Mentat Technology: An End-to-End System

Mentat combines natural language understanding with secure, locally hosted inference to streamline medical data collection and support clinical decision-making. The following sections illustrate how Mentat moves from conversation-based data gathering to inference and retrieval-augmented generation (RAG).

Recording Pipeline

Mentat begins by automating patient data collection through conversation prompts. A medical professional initiates the process, and Mentat’s language model guides the dialogue until all necessary information is gathered.

Figure 1. Mentat’s conversation-based system for gathering patient details.

How It Works

Triggered Template
When a medical professional makes a request—e.g., “Please document the patient’s symptoms”—Mentat starts a conversation template in which the model prompts the patient (or the professional) with relevant questions.
Sequential Q&A
- The model uses regular expressions plus a function f(q) to rephrase or refine questions.
- Answers are parsed with syntactic decomposition to extract key logical values.
- These values dictate the next questions and build context for the eventual diagnostic step.
Condition Check & Data Saving
- Once a stopping criterion is met—i.e., enough information is gathered—the conversation concludes.
- All captured text is organized into structured categories by internally prompting the language model.
- This information is stored in JSON format for easy retrieval and parsing later on.

Software & Language Model

Mentat uses Phi 3.5 mini, deployed via LlamaEdge, to handle natural language tasks efficiently:

Context Window
We have set a context limit of 32,000 tokens to evaluate and manage memory usage.
No Fine-Tuning
During both implementation and testing, we used the base model without additional fine-tuning.
Proactive Prompts
Mentat maintains a continuous conversation by using a sequence of question templates that iteratively engage the model until it completes the data-collection task.
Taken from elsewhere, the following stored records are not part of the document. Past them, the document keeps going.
PR #655, opened 2017-01-22
ENH: Improve UpdateDisplayNodeFromVolumeNode

agirault:
When using this method, one would think that if the displayNode already
has a volume property node and a region of interest node, no other node
will be created. This change makes the method behave that way and gets
rid of the method overload.

### DIFF
--- a/Modules/Loadable/VolumeRendering/Logic/vtkSlicerVolumeRenderingLogic.cxx
+++ b/Modules/Loadable/VolumeRendering/Logic/vtkSlicerVolumeRenderingLogic.cxx
@@ -906,40 +906,51 @@ vtkMRMLVolumeRenderingDisplayNode* vtkSlicerVolumeRenderingLogic
 // if needed create vtkMRMLVolumePropertyNode and vtkMRMLAnnotationROINode
 // and initioalize them from VolumeNode
 //----------------------------------------------------------------------------
-void vtkSlicerVolumeRenderingLogic::UpdateDisplayNodeFromVolumeNode(
-                                          vtkMRMLVolumeRenderingDisplayNode *displayNode,
-                                          vtkMRMLVolumeNode *volumeNode,
-                                          vtkMRMLVolumePropertyNode **propNode,
-                                          vtkMRMLAnnotationROINode **roiNode)
+void vtkSlicerVolumeRenderingLogic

Inference, Databases, and RAG

After data collection, Mentat shifts into an inference mode to support clinicians:

Structured Data Retrieval
- A medical specialist selects a patient.
- Mentat queries its local database for the structured information (in JSON) gathered during the recording phase.
Pre-Diagnostic Generation
- The model uses the patient’s structured information as context.
- It produces a pre-diagnostic, which is essentially a textual summary of the potential issues or next steps.
Retrieval-Augmented Generation (RAG)
- Mentat employs a retrieval pipeline to fetch additional medical references from a local corpus.
- RAG integrates database queries and the model’s knowledge to bolster the pre-diagnostic with relevant facts, common treatments, or cautionary notes.

Few-Shot Prompting

Mentat adapts to new clinical scenarios by incorporating few-shot prompting:

Minimal Labeled Data
The model can handle specific tasks with limited examples.
In-Context Learning
We provide short demonstrations or instructions, and Mentat then refines its outputs accordingly.
Improved Adaptability
This approach enhances Mentat’s ability to handle diverse medical inquiries and maintain consistent answer formatting.

Putting It All Together

Below is a schematic illustrating how Mentat blends RAG and tokenization to move from a clinician’s question to a grounded diagnostic suggestion:

Figure 3. Schematic for retrieval-augmented generation with BioBERT embeddings.
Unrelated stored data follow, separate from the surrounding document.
PR #656, opened 2017-01-22
ENH: Add vtkMRMLApplicationLogic::FitSlicesToVolume

agirault:
Volume reader has an option ("fitSlicesToVolumes") to control the
fitting of the slices at loading.

### DIFF
--- a/Libs/MRML/Logic/vtkMRMLApplicationLogic.cxx
+++ b/Libs/MRML/Logic/vtkMRMLApplicationLogic.cxx
@@ -355,6 +355,12 @@ void vtkMRMLApplicationLogic::SetInteractionNode(vtkMRMLInteractionNode *interac
 }
 
 //----------------------------------------------------------------------------
+void vtkMRMLApplicationLogic::PropagateVolumeSelection(int layer, int fit)
+{
+  this->Internal->PropagateVolumeSelection(layer, fit);
+}
+
+//----------------------------------------------------------------------------
 void vtkMRMLApplicationLogic::PropagateVolumeSelection(int fit)
 {
   this->PropagateVolumeSelection(
@@ -380,12 +386,6 @@ void vtkMRMLApplicationLogic::PropagateLabelVolumeSelection(int fit)
 }
 
 //----------------------------------------------------------------------------
-void vtkMRMLApplicationLogic::PropagateVolumeSelection(int layer, int fit)
-{
-  this->Internal->PropagateVolumeSelection(layer, fit);
-}
-
-//----------------------------------------------------------------------------
 void vtkMRMLApplicationLogic::PropagateTableSelection()
 {
   if ( !this->Internal->SelectionNode || !this->GetMRMLScene() )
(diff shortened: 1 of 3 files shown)


Modules/Loadable/Volumes/qSlicerVolumesReader.cxx
```diff
@@ -145,6 +145,11 @@ bool qSlicerVolumesReader::load(const IOProperties& properties)
     {
     options |= properties["discardOrientation"].toBool() ? 0x10 : 0x0;
     }
+  // 0: do not fit slices
```
pieper: Wouldn't an enum make things clearer?

Libs/MRML/Logic/vtkMRMLApplicationLogic.cxx
```diff
@@ -439,6 +438,43 @@ void vtkMRMLApplicationLogic::FitSliceToAll(bool onlyIfPropagateVolumeSelectionA
 }
 
 //----------------------------------------------------------------------------
+void vtkMRMLApplicationLogic::FitSlicesToVolume(const char* volumeNodeID)
+{
+  if (this->Internal->SliceLogics.GetPointer() == 0)
+    {
+    return;
+    }
+  std::string volume(volumeNodeID ? volumeNodeID : "");
```
lassoan: if volumeNodeID is NULL then just log a warning and return here

Modules/Loadable/Volumes/qSlicerVolumesReader.cxx
```diff
@@ -186,7 +191,14 @@ bool qSlicerVolumesReader::load(const IOProperties& properties)
...
       if (appLogic)
         {
-        appLogic->PropagateVolumeSelection(); // includes FitSliceToAll by default
+        if (fit == 1)
+          {
+          appLogic->PropagateVolumeSelection(); // includes FitSliceToAll by default
+          }
+        else if (fit == 2)
+          {
+          appLogic->FitSlicesToVolume(node->GetID());
```
lassoan: If you choose fit==2 (by the way, I agree with Steve, these should be enums instead of magic numbers) then what would select the new volume as foreground/background/label in any of the slice views?

agirault: > then what would select the new volume as foreground/background/label in any of the slice views?

I don't think I quite understand your question.

lassoan: If fit==1 then this call both selects the volume in the background layer and fits slices.
However, if fit==2 then only ->FitSlicesToVolume(node->GetID()) is called, which method does not selects the volume to be shown in any slice viewer.

jcfr:
Having an other look at this, I do not understand the use of the second option ``2: fit slice to loaded volume``.

Since a loaded volume is always set as active (see [here](https://github.com/Slicer/Slicer/blob/721be1ba7c622443d876025bd2b30d6f60348247/Modules/Loadable/Volumes/qSlicerVolumesReader.cxx#L179-L186) and https://github.com/Slicer/Slicer/commit/5138b20577767e5b55990d9c810532e2d4f5b965), it will always be propagated and fitted to all views.

jcfr:
Cc: @agirault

Diagnostic & Corpus: Mentat takes the preliminary diagnostic and queries local medical records.
BioBERT Tokenization: Converts text into embeddings, capturing semantic context.
Cosine Similarity: Ranks potential matches from the corpus.
Grounded Diagnostic: Combines the matched information with the initial question and context to produce a final, structured suggestion.
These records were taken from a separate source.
PR #657, opened 2017-01-22
ENH: Add optional checkable column in qMRMLColorModel

agirault:
* Remove LabelInColorColumn to be more consistent with qMRMLSceneModel
columns.
* Fix updateColorFromItem() that was always forcing the color opacity to be
1.0 because QColor rgba was always opaque.

by @finetjul & @vovythevov

### DIFF
--- a/Libs/MRML/Widgets/qMRMLCheckableNodeComboBox.h
+++ b/Libs/MRML/Widgets/qMRMLCheckableNodeComboBox.h
@@ -26,7 +26,11 @@
 
 class qMRMLCheckableNodeComboBoxPrivate;
 
+/// This class provides the ability to select(check) multiple nodes at a time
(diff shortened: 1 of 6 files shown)


jcfr:
Integrated in [25839](http://viewvc.slicer.org/viewvc.cgi/Slicer4?view=revision&revision=25839)

cpinter:
Is it somehow possible that these recent changes made the header labels disappear? In 4.6.2 they looked like this
image
and now they look like this
image

cpinter:
(I created an issue for this so that it is kept in sight http://www.na-mic.org/Bug/view.php?id=4353)

cpinter:
@agirault @jcfr Fixed in https://github.com/Slicer/Slicer/commit/4605982fd30958813df3518cf63136cc666b6f85

jcfr:
Thanks for the fix.

PR #659, opened 2017-01-24
ColumnIndex bug in LabelStatistics.py

kmader:
if there is no ```self.colorNode``` defined (it is None) in ```LabelStatisticsLogic```, the columnIndex variable is never initialized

Note: While Mentat aims to streamline patient data entry and provide supportive diagnostic insights, it is not a standalone diagnostic tool. Medical professionals remain the final authority on patient care and decisions.

Hardware

Our future design envisions a handheld tablet that remains offline and preserves data integrity:

Nvidia Orin NX 16GB – Core GPU for local inference.
ReComputer J4012 – Carrier board for Orin NX.
ReSpeaker Lite – For natural language processing.
Touch Screen & Speaker – For interactive and audio outputs.
Custom 3D-Printed Case – Protects internal components.

Conclusion

By integrating proactive conversation templates, structured data storage, few-shot learning, and retrieval-augmented generation, Mentat provides a robust, human-in-the-loop system. This end-to-end approach helps medical teams collect patient data more reliably and generate targeted insights without compromising on security or data privacy.